Through brute force – including lifting up the leg itself and smashing it down repeatedly – she manages to get the blade through the hunk of meat.
Finally, pleased with herself, she places a hefty chunk on the scales for packaging.
Online Spaniards, ever known for their measured discourse when it comes to foreigners interfering with their cuisine, had a few choice words.
Some tongue-in-cheek praised her ‘magnificent technique’, labelling it the ‘famous cortado a cuchillo’ (finely cut slices).
But one user was more blunt, demanding that she be sent to jail for her culinary crime.
Another commented: “Just when there was nothing in this world left for me to see.”
There were even demands to summon the Chinese ambassador and sever all diplomatic relations between Spain and China.

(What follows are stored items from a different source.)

PR #2294, opened 2026-05-08
Add test to validate example .gramps files against the RelaxNG schema

iand:
Adds a test that scans the examples directory for .gramps files and validates them against the current RelaxNG schema so we don't ship out of date or invalid examples.

Also updates data.gramps to the latest schema version, which was missed on last schema update.


Nick-Hall:
The new unit test file should be added to `po/POTFILES.skip`.

dsblank (approved):
Looks good; thank you!

PR #2505, opened 2026-08-24
Make maclocale_test independent of the host locale module

dsblank:
## Summary
- `locale.LC_MESSAGES` is a POSIX-only constant CPython's `locale` module never defines on Windows.
- `maclocale.py` is fine to assume it exists: `mac_setup_localization()` is only ever called behind `if sys.platform == "darwin":` in `grampslocale.py`, so it never actually runs on Windows in production.
- `maclocale_test.py` deliberately calls `mac_setup_localization()` directly on any host OS (stubbing `subprocess.Popen` to fake being on a Mac), which let a Windows CI runner reach the `LC_MESSAGES` lookup and crash with `AttributeError` before the `Popen` stub was ever exercised.
- This failed the `maclocale_test` suite in the "Windows AIO" workflow: https://github.com/gramps-project/gramps/actions/runs/32670650282
- Fix: stand `LC_MESSAGES` in for the duration of the stubbed run in the test, rather than adding Windows-specific handling to the mac-only production module.

## Test plan
- [x] `python3 -m unittest gramps.gen.utils.test.maclocale_test -v` passes
- [x] Verified the test passes even with `locale.LC_MESSAGES` removed from the real `locale` module (simulating Windows), with `maclocale.py` unchanged from upstream
- [x] `black --check gramps/gen/utils/test/maclocale_test.py`
- [x] `mypy gramps/gen/utils/test/maclocale_test.py`

### DIFF
--- a/gramps/gen/utils/test/maclocale_test.py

The true form for cutting jamon iberico is to use a sharp, long, and flexible knife called a ‘jamonera’ or ‘jamonero.’
This knife is specifically designed for slicing jamón. It has a narrow, pointed blade that allows for precise cutting.
An expert starts at the hock (the hoof end) or the narrowest part of the jamón, known as the ‘maza.’
The slices should be thin and even.
You should slice at a 45 degree angle, making the first few slices at the top of the jamón, which is the leanest part. These initial slices are often used for tasting and should be very thin.
As you move down the ham, the meat becomes more marbled and flavoursome. Adjust the thickness of the slices according to your preference.
Keep slicing until you reach the hock. At this point, the meat becomes tougher and drier. You can still enjoy it, but it’s usually used for stews or soups.
Serve the slices on a plate or wooden board. Spanish jamón is often enjoyed with a glass of wine or sherry.